In the face of deeply rooted beliefs, can anything be done? Information scientists have largely moved beyond the idea that providing more facts can win audiences. A concept that has emerged instead is “prebunking”, which is building the immunity of the mind to misinformation This involves learning about common manipulation techniques and tactics. It also helps to know how to be vigilant about claims on social media, understanding, for example, that falsehoods are spread in constant disasters.
Perhaps what is also missing is a personalized touch. A study published in science He found that out in September conversations with a custom AI chatbotwhich was named by the experimenters DebunkBotcan tease some people down their rabbit holes. Rand, who co-authored that study, suggests it’s an approach FEMA should consider. “It would be easy to take a chatbot like this, feed the information from the FEMA debunking page and help direct people,” he says. (FEMA did not respond to multiple requests for comment American scientific.)
Can misinformation hinder disaster response?
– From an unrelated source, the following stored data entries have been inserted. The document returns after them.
PR #293, opened 2016-03-03
Add augmentation for operations

mjanser:
This will extract the summary and description for operations from the
phpdoc method description.

### DIFF
--- a/tests/UtilTest.php
+++ b/tests/UtilTest.php
@@ -13,7 +13,7 @@ class UtilTest extends SwaggerTestCase
 
     public function testExclude()
     {
-        $swagger = \Swagger\scan(__DIR__ . '/Fixtures', ['exclude' => ['Customer.php', 'UsingRefs.php', 'GrandParent.php']]);
+        $swagger = \Swagger\scan(__DIR__ . '/Fixtures', ['exclude' => ['Customer.php', 'UsingRefs.php', 'UsingPhpDoc.php', 'GrandParent.php']]);
         $this->assertSame('Fixture for ParserTest', $swagger->info->title, 'No errors about duplicate @SWG\Info() annotations');
     }
 }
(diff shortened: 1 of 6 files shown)


tests/UtilTest.php
```diff
@@ -13,7 +13,7 @@ class UtilTest extends SwaggerTestCase
 
     public function testExclude()
     {
-        $swagger = \Swagger\scan(__DIR__ . '/Fixtures', ['exclude' => ['Customer.php', 'UsingRefs.php', 'GrandParent.php']]);
+        $swagger = \Swagger\scan(__DIR__ . '/Fixtures', ['exclude' => ['Customer.php', 'UsingRefs.php', 'UsingPhpDoc', 'GrandParent.php']]);
```
ChristianRiesen: missing a .php? :)

mjanser: hm, true :) it worked anyway but I fixed it now.

mjanser:
Does anything speak against merging this?

bfanger:
I'd like it if the splitting of the description and summary was moved to the AugmentOperations or Util class, but didn't make the time to do that yet.

mjanser:
That's a good idea, I moved the splitting of the description to AugmentOperations. What do you think?

bfanger:
Merged as 2eec9f1f0b582a7ae30e7f3564fde3c40767512e i've updated Context->extractDescription() to include linebreaks and updated AugmentOperations accordingly, i've also made the blankline between a summary and a description a requirement.

Let me know if you disagree with the changes i've made. and thanks the pull request!

mjanser:
Thanks for merging!

The only thing I'm unsure about your changes is if the handling of line breaks is correct now. According to [phpdoc](https://phpdoc.org/docs/latest/references/phpdoc/basic-syntax.html) the description is kind of [markdown](https://daringfireball.net/projects/markdown/syntax#p) and therefore only blank lines create new paragraphs.

bfanger:
Interresting read, even specifies the rules for the destinction between summary and description.

bfanger:
Moved summary / description logic back to the Context as it applies to all phpdoc comments not just the AugmentOperation. Also implemented the splitting by the  "line ending with a `.` " specification.

mjanser:
Cool, looks good. I'll close this pull request then.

yes After rumors of “antifa” arsonists spread amid the Oregon wildfires in 2020, civilian vigilantes, some armed, set up road blocks survey the residents as they evacuate. at least Three men were arrested for blocking the roads. Now, due to misinformation about FEMA and Hurricane Helene, there are calls to send militias to North Carolina as well.
There’s a tendency to think that misinformation and rumors are “just random people who live online and post stuff on Twitter”… I don’t think that’s true at all. What happens online can very easily move offline,” says Samantha Montano, an emergency management expert at the Massachusetts Maritime Academy. “Even on our best day, when everyone is on the same page and working well together, it’s incredibly complicated to respond to a disaster the size of Helene and now Milton,” he said. Add misinformation to the mix, and responders have another thing to deal with, and another threat to their safety and security in the field.
Falsehoods can endanger a survivor even after a storm has passed. If misinformation convinces you that FEMA can seize your water-damaged home, “you might be less likely to leave while you’re fixing it. That means you’re going to be living in a mold-infested home. That’s really dangerous,” says Montano. “The potential for impacts here, I think , it’s very important.”